Problem to solve: Every line with the string "ContainerEncodingKind" should be copied from the data.

Supplied material:
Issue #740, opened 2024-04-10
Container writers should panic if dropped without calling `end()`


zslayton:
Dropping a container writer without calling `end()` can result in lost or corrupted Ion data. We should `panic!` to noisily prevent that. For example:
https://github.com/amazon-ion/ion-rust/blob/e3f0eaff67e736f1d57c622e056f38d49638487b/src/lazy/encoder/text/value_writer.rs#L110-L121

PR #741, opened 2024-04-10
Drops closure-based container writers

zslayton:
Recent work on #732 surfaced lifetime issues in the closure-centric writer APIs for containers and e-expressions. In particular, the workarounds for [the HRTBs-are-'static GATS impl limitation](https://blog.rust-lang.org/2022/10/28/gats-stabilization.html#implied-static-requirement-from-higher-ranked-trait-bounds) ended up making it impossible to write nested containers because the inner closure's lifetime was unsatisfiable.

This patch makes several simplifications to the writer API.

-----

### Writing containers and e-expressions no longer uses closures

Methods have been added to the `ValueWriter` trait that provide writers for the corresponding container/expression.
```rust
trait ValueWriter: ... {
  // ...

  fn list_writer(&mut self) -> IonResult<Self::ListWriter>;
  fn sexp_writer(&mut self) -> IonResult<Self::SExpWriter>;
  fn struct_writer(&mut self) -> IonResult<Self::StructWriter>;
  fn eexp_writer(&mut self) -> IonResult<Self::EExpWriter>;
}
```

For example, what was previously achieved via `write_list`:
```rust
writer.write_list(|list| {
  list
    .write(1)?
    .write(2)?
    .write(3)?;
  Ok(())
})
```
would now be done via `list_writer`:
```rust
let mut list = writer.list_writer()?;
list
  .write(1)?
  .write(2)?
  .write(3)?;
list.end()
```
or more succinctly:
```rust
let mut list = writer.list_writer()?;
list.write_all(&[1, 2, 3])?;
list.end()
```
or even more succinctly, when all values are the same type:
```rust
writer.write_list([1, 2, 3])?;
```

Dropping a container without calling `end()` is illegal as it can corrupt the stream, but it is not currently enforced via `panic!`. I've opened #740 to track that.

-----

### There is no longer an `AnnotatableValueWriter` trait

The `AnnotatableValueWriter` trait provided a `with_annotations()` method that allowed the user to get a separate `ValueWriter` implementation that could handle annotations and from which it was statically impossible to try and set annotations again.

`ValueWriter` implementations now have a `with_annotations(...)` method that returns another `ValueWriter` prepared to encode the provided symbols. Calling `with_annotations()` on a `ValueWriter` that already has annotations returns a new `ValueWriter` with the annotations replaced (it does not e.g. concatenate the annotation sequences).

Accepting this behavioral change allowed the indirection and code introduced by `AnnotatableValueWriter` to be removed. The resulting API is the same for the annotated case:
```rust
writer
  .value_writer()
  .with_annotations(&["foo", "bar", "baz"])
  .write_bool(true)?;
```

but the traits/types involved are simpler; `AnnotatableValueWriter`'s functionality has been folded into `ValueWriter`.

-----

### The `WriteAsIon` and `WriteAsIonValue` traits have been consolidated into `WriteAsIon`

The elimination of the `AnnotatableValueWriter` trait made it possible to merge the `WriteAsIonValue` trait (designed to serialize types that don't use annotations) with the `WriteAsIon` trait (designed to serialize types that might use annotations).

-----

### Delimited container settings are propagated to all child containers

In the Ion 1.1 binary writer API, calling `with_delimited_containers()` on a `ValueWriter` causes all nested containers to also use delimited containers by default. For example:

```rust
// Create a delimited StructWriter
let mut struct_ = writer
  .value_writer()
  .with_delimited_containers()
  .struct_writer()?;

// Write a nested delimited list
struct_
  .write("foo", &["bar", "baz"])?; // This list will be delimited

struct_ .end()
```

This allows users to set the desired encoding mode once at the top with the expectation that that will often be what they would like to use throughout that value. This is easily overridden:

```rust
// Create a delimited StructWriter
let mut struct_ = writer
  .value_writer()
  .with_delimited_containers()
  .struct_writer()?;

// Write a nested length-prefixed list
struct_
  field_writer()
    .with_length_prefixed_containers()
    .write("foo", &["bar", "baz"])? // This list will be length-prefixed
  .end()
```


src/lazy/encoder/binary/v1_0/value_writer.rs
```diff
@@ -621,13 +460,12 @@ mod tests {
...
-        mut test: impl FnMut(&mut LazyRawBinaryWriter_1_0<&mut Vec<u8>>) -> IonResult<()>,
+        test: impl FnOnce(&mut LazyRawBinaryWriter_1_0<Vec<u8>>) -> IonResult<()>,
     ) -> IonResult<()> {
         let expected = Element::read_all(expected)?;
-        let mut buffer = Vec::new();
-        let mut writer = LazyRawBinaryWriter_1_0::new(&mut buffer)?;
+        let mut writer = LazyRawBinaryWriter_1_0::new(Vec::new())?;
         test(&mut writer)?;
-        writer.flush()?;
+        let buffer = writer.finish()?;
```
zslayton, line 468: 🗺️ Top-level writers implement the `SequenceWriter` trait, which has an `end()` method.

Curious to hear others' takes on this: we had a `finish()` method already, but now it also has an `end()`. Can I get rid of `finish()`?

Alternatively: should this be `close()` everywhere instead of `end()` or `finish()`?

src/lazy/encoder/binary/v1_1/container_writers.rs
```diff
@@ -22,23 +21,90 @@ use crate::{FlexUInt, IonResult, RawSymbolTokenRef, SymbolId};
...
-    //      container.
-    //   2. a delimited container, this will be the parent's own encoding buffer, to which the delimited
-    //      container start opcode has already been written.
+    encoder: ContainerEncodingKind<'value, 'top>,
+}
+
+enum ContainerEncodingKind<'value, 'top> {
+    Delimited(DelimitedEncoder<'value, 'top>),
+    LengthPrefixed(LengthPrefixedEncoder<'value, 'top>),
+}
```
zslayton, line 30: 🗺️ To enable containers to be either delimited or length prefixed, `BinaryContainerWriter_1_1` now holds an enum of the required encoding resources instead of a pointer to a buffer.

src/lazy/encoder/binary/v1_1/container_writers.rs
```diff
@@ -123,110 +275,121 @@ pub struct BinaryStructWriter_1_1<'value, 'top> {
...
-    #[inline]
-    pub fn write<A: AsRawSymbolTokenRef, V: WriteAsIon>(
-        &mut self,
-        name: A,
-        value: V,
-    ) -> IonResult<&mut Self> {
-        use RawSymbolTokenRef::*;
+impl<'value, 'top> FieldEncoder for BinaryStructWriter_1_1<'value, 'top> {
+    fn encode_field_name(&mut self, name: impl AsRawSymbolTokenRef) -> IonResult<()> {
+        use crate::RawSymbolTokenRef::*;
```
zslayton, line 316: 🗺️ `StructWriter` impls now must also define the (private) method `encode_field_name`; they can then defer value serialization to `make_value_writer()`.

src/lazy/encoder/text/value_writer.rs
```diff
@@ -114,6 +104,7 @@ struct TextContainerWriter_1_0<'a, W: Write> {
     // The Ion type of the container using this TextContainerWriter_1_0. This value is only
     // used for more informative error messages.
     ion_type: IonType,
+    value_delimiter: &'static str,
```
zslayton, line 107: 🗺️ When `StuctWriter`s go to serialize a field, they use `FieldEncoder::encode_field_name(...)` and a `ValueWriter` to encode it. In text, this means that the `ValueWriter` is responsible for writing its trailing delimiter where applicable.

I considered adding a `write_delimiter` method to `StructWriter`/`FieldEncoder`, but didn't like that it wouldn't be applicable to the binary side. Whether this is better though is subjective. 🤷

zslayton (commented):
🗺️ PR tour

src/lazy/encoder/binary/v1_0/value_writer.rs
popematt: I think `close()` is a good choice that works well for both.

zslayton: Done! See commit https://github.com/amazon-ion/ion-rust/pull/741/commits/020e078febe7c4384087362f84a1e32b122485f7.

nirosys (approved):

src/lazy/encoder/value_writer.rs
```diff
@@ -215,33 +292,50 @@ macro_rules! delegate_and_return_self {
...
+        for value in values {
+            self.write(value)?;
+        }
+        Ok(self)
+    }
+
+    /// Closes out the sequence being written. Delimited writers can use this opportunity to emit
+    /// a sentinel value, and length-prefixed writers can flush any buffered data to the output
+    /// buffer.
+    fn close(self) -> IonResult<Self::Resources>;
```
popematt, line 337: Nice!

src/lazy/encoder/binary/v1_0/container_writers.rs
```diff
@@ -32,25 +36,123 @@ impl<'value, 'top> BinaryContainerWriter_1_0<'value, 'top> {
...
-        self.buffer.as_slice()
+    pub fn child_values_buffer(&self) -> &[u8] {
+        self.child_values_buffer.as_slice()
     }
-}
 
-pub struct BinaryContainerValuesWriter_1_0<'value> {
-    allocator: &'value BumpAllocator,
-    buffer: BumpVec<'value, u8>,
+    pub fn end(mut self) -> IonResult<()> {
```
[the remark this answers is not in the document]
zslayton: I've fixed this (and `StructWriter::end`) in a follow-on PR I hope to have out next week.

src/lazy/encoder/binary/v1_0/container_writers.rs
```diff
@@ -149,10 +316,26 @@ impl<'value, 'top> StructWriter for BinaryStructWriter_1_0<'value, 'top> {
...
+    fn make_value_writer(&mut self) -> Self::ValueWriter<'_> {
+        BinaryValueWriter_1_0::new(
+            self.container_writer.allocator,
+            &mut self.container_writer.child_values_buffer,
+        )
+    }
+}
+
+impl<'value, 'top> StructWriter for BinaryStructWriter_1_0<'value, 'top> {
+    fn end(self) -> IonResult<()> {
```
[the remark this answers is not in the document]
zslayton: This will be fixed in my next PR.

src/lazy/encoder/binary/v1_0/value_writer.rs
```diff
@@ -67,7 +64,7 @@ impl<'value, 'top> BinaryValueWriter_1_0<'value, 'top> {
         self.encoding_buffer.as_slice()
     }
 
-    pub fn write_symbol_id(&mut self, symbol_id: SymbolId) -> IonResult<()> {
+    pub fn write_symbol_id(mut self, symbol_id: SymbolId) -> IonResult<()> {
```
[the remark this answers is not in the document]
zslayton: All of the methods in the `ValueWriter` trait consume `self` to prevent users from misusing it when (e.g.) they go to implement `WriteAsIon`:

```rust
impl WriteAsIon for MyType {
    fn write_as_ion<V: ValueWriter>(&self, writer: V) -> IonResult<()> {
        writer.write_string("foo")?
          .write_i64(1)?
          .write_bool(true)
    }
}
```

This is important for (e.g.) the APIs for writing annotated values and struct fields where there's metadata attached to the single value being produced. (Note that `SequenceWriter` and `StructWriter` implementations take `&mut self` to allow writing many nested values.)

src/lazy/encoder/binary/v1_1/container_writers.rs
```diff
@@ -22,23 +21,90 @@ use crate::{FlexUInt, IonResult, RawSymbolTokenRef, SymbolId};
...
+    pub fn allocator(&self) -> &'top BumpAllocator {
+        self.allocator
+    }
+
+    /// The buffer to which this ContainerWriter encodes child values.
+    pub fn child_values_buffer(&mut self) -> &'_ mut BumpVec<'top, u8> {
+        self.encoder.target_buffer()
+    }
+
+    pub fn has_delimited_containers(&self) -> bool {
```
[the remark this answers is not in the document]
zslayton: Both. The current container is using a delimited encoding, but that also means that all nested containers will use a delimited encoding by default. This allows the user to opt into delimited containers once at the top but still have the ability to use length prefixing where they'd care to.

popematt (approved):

Task output:
+    encoder: ContainerEncodingKind<'value, 'top>,
+enum ContainerEncodingKind<'value, 'top> {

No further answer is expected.